> Task item
In the data beneath this task, how many lines contain "that"? Answer with the number only.

> Stored dataset items
§ §

PR #226, opened 2022-03-16
Use generics for mpsc

zenhack:
This also updates our language version to 1.18 and changes what versions
we run against in the build matrix.

---

Going forward, we'll want to use this in generated code with capnp generics, but this seemed like a nice excuse to take Go's generics for a spin.


lthibault (approved):
I love it 👍 🎉

PR #228, opened 2022-03-26
Use the embed package to do less in mktemplates.

zenhack:
...with a bit more work we can probably get rid of the mktemplates
command entirely, but this was low hanging fruit.

Note that this also re-generates some of the .capnp.go files. The
differences are I assume because I am using a new version of the capnp
compiler than when these were last generated? It seems nothing changed
except for the exact bytes of the schema; the actual generated *code*
is the same. We really should have CI make sure these are correct somehow.


zenhack:
Update, went ahead and finished the job; mktemplates is gone.

lthibault:
This looks promising 🙂   I'm going to be traveling next week, and will have limited availability, but I'll give this a thorough review when I get back.

lthibault:
We should probably change [this import](https://github.com/capnproto/go-capnproto2/pull/228/files#diff-f505c679c0875544b7a396ddf3a3907ac82d6b2586c5bca44ab91176caa6dcb4R37) to `"context"`.

lthibault (changes requested):
LGTM overall.  See inline comment regarding context package.

zenhack:
I am confused; I don't see an import statement at that link?

lthibault:
> I am confused; I don't see an import statement at that link?

Oh, strange.  It's line 36:  `contextImport = "golang.org/x/net/context"`.

zenhack:
Rebased on top of master to fix the merge conflicts. That should also pull in the change in #227, which deals with that import.

lthibault (approved):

§ §

> Task solution
4